Published: 29 October 2008

Abstract

Background

Plasmodium vivax accounts for about 40% of all malaria infection in Ethiopia. Chloroquine (CQ) is the first line treatment for confirmed P. vivax malaria in the country. The first report of CQ treatment failure in P. vivax was from Debre Zeit, which suggested the presence of chloroquine resistance.

Methods

An in vivo drug efficacy study was conducted in Debre Zeit from June to August 2006. Eighty-seven patients with microscopically confirmed P. vivax malaria, aged between 8 months and 52 years, were recruited and treated under supervision with CQ (25 mg/kg over three days).
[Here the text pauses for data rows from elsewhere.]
Issue #1577, opened 2022-02-11
Feature missing: Import of raw transaction not supported


relativisticelectron:
It seems that import of fully signed raw (hex) transactions is not supported.

Steps to reproduce:
- Create a fully signed tx with another wallet software (do not broadcast)
- In specter go to Send --> Import --> Paste the hex of the raw tx in the field

```
[2022-02-11 20:58:58,637] ERROR in specter_error: Unexpected error:
[2022-02-11 20:58:58,638] ERROR in specter_error: ----START-TRACEBACK-----------------------------------------------------------------
[2022-02-11 20:58:58,638] ERROR in specter_error: Incorrect padding
Traceback (most recent call last):
  File "/home/<user>/programs/anaconda3/lib/python3.9/site-packages/cryptoadvance/specter/server_endpoints/wallets.py", line 683, in import_psbt
    psbt = wallet.importpsbt(b64psbt)
  File "/home/<user>/programs/anaconda3/lib/python3.9/site-packages/cryptoadvance/specter/wallet.py", line 2008, in importpsbt
    psbt = self.PSBTCls(
  File "/home/<user>/programs/anaconda3/lib/python3.9/site-packages/cryptoadvance/specter/util/psbt.py", line 242, in __init__
    psbt = self.PSBTCls.from_string(psbt)
  File "/home/<user>/programs/anaconda3/lib/python3.9/site-packages/embit/psbt.py", line 578, in from_string
    return cls.from_base64(s, compress=compress)
  File "/home/<user>/programs/anaconda3/lib/python3.9/site-packages/embit/psbt.py", line 561, in from_base64
    raw = a2b_base64(b64)
binascii.Error: Incorrect padding
[2022-02-11 20:58:58,639] ERROR in specter_error: ----END---TRACEBACK-----------------------------------------------------------------
```

I could not find a decoderawtransaction analog  in https://github.com/diybitcoinhardware/embit.  But it seems the functionality is in https://github.com/cryptoadvance/specter-desktop/blob/6ab2bafbdb2a6b0d49061ed4e8c3f3fffa5fd725/src/cryptoadvance/specter/util/tx.py#L44

One should be able to reconstruct the full psbt using decoderawtransaction...

moneymanolis:
[...]

PR #1591, opened 2022-02-17
Feature: Import of raw transaction

relativisticelectron:
Original issue: https://github.com/cryptoadvance/specter-desktop/issues/1577

Status: works for segwit and nested inputs.

This PR enables to import raw (fully signed) tx (screenshots of regtest):
image
image


relativisticelectron:
The taproot signing error is 
```
[2022-02-18 09:18:53,586] ERROR in specter_error: Unexpected error:
[2022-02-18 09:18:53,586] ERROR in specter_error: ----START-TRACEBACK-----------------------------------------------------------------
[2022-02-18 09:18:53,586] ERROR in specter_error: Make sure you have entered the wallet file password correctly. (If your wallet is not encrypted submit empty password)
  File "/home/<user/programs/anaconda3/lib/python3.9/site-packages/cryptoadvance/specter/server_endpoints/wallets.py", line 562, in send_new
    signed_psbt = app.specter.device_manager.get_by_alias(
  File "/home/<user/programs/anaconda3/lib/python3.9/site-packages/cryptoadvance/specter/devices/bitcoin_core.py", line 225, in sign_psbt
    raise Exception(
Exception: Make sure you have entered the wallet file password correctly. (If your wallet is not encrypted submit empty password)
[2022-02-18 09:18:53,587] ERROR in specter_error: ----END---TRACEBACK-----------------------------------------------------------------
```

relativisticelectron:
**Status:**

- All relevant wallet types including multisig work and are included in the test

moneymanolis:
Thanks so much for the PR. Will do with the review and testing!

src/cryptoadvance/specter/wallet.py
```diff
@@ -2073,3 +2075,44 @@ def addresses_info(
 
     def __repr__(self) -> str:
         return f"<{self.__class__.__name__} name={self.name } alias={self.alias}>"
+
+    def convert_rawtransaction_to_psbt(self, rawtransaction) -> str:
```
k9ert, line 2079: Can you migrate that method maybe to `util/tx.py` ? There is not much `self` in that method apart from self.rpc and maybe you pass the rpc-object into the method?
wallet.py is already way too long. We need to find ways how to make it even shorter than it is now.

tests/test_specter.py
```diff
@@ -227,3 +227,206 @@ def test_abandon_purged_tx(
...
+def test_import_raw_transaction(
+    caplog, docker, request, devices_filled_data_folder, device_manager
+):
+    # Specter should support calling abandontransaction if a pending tx has been purged
+    # from the mempool. Test starts a new bitcoind with a restricted mempool to make it
+    # easier to spam the mempool and purge our target tx.
+    # TODO: Similar test but for maxmempoolexpiry?
+
+    # Copied and adapted from:
+    #    https://github.com/bitcoin/bitcoin/blob/master/test/functional/mempool_limit.py
```
k9ert, line 242: copy/paste fragment, please delete.

relativisticelectron:
Oh, I just noticed I also have to move the testcase to a different file.

k9ert:
I was not so happy with the test-method. I refactored a bit but didn't wanted to push it directly to the branch. Please check here:
https://github.com/relativisticelectron/specter-desktop/pull/1

src/cryptoadvance/specter/util/tx.py
```diff
@@ -71,3 +83,45 @@ def decoderawtransaction(hextx, chain="main"):
         ],
     }
     return result
+
+
+def convert_rawtransaction_to_psbt(wallet, rawtransaction) -> str:
```
k9ert, line 88:
```suggestion
def convert_rawtransaction_to_psbt(wallet_rpc, rawtransaction) -> str:
```
Please change it so that the function directly gets an RPC-object. It might look as it doesn't matter but from an architectual Point of view, it's not so cool to have higher order business-objects (like wallet) in lower level helper-functions.
It would implicitely have a dependency to Wallet which it definitely doesn't have.

relativisticelectron: Done

moneymanolis:
@relativisticelectron: @stepansnigirev showed me how we could do the whole approach with the help of his fantastic embit library (https://github.com/diybitcoinhardware/embit) - which is heavily used by Specter Desktop anyways. This would have the advantage of less RPC calls, we wouldn't have to rely on HWI and this works for unsigned TX as well. What do you think? Shall I push this directly in this branch or do you prefer a PR?

Quick preview of the rewrite:
image

relativisticelectron:
> @relativisticelectron: @stepansnigirev showed me how we could do the whole approach with the help of his fantastic embit library (https://github.com/diybitcoinhardware/embit) - which is heavily used by Specter Desktop anyways. This would have the advantage of less RPC calls, we wouldn't have to rely on HWI and this works for unsigned TX as well. What do you think? Shall I push this directly in this branch or do you prefer a PR?
> 
> Quick preview of the rewrite: image

@moneymanolis : Great. That is a significant simplification of the code. Yes you can push it directly onto the branch.

moneymanolis:
OK, will also adapt the front end.

moneymanolis:
@relativisticelectron would be great if you could have a look at the newest version of the PR after my commit (https://github.com/cryptoadvance/specter-desktop/pull/1591/commits/bcaacf7b4b4c7205a2f52658d6dfd7cf5c6bb995) and perhaps test with one or two tx. I also added a more robust test case, hope the test will be green. Took me a while to get it green in local dev. Would also be great if you could check whether sth. else in the front should be adjusted.

src/cryptoadvance/specter/templates/wallet/send/import/wallet_importpsbt.jinja
```diff
@@ -4,13 +4,13 @@
 	{% include "includes/qr-scanner.html" %}
 	{% from 'wallet/send/components/send_nav.jinja' import send_nav %}
 	{{ send_nav('import_psbt', wallet_alias) }}
-		<h1 class="padded">{{ _("Import PSBT transaction:") }}</h1>
-		<span class="center note padded">{{ _("Paste base64-encoded PSBT transaction here to import.") }}</span>
+		<h1 class="padded">{{ _("Import transaction") }}</h1>
+		<span class="center note padded" style="margin-bottom: 10px; font-size:1em">{{ _("PSBT (base64) or old-school transaction (hex)") }}</span>
```
relativisticelectron, line 8: "old-school" is maybe too imprecise, because for signed tx is it not "old" at all, but the default.

tests/test_util_tx.py
```diff
@@ -0,0 +1,119 @@
...
+
+        logging.info(
+            f"created wallet key_type '{key_type}' keys {[key.json for key in keys]}  wallet.account_map {wallet.account_map}"
+        )
+
+        if key_type == "wpkh":
+            # More solid test possible: Deriving the signed tx without any RPC calls used in convert_rawtransaction_to_psbt()
+            # fund it
+            bitcoin_regtest.testcoin_faucet(wallet.getnewaddress(), amount=3)
+            wallet.save_to_file()
```
relativisticelectron, line 82: `save_to_file` can be removed

tests/test_util_tx.py
```diff
@@ -0,0 +1,119 @@
...
+            assert signed_tx == wallet.rpc.finalizepsbt(b64_psbt)["hex"]
+            # Check import of unsigned raw tx
+            b64_psbt_from_unsigned = convert_rawtransaction_to_psbt(wallet.rpc, raw_tx)
+            psbt_dict = {"psbt": b64_psbt_from_unsigned, "complete": ""}
+            signed_psbt = sign_psbt_with_devices(psbt_dict)
+            assert signed_tx == wallet.rpc.finalizepsbt(signed_psbt)["hex"]
+        else:
+            # fund it
+            bitcoin_regtest.testcoin_faucet(wallet.getnewaddress(), amount=3)
+            wallet.save_to_file()
```
relativisticelectron, line 101: `save_to_file` can be removed

tests/test_util_tx.py
```diff
@@ -0,0 +1,119 @@
...
+            keys,
+            used_devices,
+        )
+
+        logging.info(
+            f"created wallet key_type '{key_type}' keys {[key.json for key in keys]}  wallet.account_map {wallet.account_map}"
+        )
+
+        if key_type == "wpkh":
+            # More solid test possible: Deriving the signed tx without any RPC calls used in convert_rawtransaction_to_psbt()
```
relativisticelectron, line 79: There is 1 rpc call hidden in `hot_wallet_device_1.sign_raw_tx(raw_tx, wallet)`

tests/test_util_tx.py
```diff
@@ -0,0 +1,119 @@
...
+            key_type,
+            keys,
+            used_devices,
+        )
+
+        logging.info(
+            f"created wallet key_type '{key_type}' keys {[key.json for key in keys]}  wallet.account_map {wallet.account_map}"
+        )
+
+        if key_type == "wpkh":
```
relativisticelectron, line 78: Do you know why `hot_wallet_device_1.sign_raw_tx(raw_tx, wallet)` works only for this wallet type?

relativisticelectron (commented):
Thanks for your work. I tested the UI and it works great.

src/cryptoadvance/specter/templates/wallet/send/import/wallet_importpsbt.jinja
k9ert: "conventional" or "traditional" might be a netter term?

tests/test_util_tx.py
k9ert: Sidenote: If you start the server, there is now not only `--tracerpc` but also `--tracerequests` which spits out logs of calls to core and/or ALL calls made with the requests-library.

src/cryptoadvance/specter/templates/wallet/send/import/wallet_importpsbt.jinja
moneymanolis: You are right, @relativisticelectron. How about "serialized"?

relativisticelectron: Yes, "serialized" is very precise.

tests/test_util_tx.py
moneymanolis: OK, I didn't understand what it was used for anyways.

relativisticelectron: I used it for debug purposes and forgot to delete it.

tests/test_util_tx.py
moneymanolis: It is defined here: https://github.com/cryptoadvance/specter-desktop/blob/e9791068f0fc680397debc7d2176ae0a35ea9957/src/cryptoadvance/specter/devices/bitcoin_core.py#L230
It is a method of the Bitcoin Core Hot Wallet "Device" in Specter. AFAIK, it hasn't been used anywhere else thus far.
I also tried to use it for the Nested Segwit and Multisig Test Wallets but it became too complicated. (At least this is my theory:) For `signrawtransactionwithwallet`(which is the RPC call used by `sign_raw_tx`) to work with those two you need to pass additional information about the redeem and witness scripts in the RPC call. I managed to make it work with bitcoin-cli "manually" for the Single Sig Nested Segwit case (with one ordinary Core wallet with private keys enabled) but Specter uses basically two wallets here, a watch only wallet in Core and an additional Core wallet with private keys (they get passed on with descriptors from a BIP 39 seed). So, somewhere along those lines our test Core hot wallet doesn't have all the info to sign.

I think the test suite is robust enough for this PR, and I would postpone further digging into this matter to a future use case of such tests - where we then perhaps can do it together with the grandmaster @stepansnigirev ;-). Having said this, @relativisticelectron, feel free to try it out.

tests/test_util_tx.py
relativisticelectron: Thanks :-)

tests/test_util_tx.py
relativisticelectron: Thanks for the explanation.

k9ert:
Thanks folks!

src/cryptoadvance/specter/templates/wallet/send/import/wallet_importpsbt.jinja
relativisticelectron: @k9ert :  I marked this point too early as resolved.   The https://github.com/relativisticelectron/specter-desktop/commit/3bc2f8f8dbe48f879f93969b2a99b5a12be0ba65  is after you merged the branch.

relativisticelectron:
@k9ert : could you also merge the last commit https://github.com/relativisticelectron/specter-desktop/commit/c3ca4eb65510a61f63d9ad4b2c3c87390366e33e  ?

Clinical and parasitological parameters were assessed during the 28 day follow-up period. CQ and desethylchloroquine (DCQ) blood and serum concentrations were determined with high performance liquid chromatography (HPLC) in patients who showed recurrent parasitaemia.

Results

Of the 87 patients recruited in the study, one was lost to follow-up and three were excluded due to P. falciparum infection during follow-up. A total of 83 (95%) of the study participants completed the follow-up. On enrolment, 39.8% had documented fever and 60.2% had a history of fever. The geometric mean parasite density of the patients was 7045 parasites/μl. Among these, four patients had recurrent parasitaemia on Day 28. The blood CQ plus DCQ concentrations of these four patients were all above the minimal effective concentration (> 100 ng/ml).

Conclusion

Chloroquine-resistant P. vivax parasites are emerging in Debre Zeit, Ethiopia. A multi-centre national survey is needed to better understand the extent of P. vivax resistance to CQ in Ethiopia.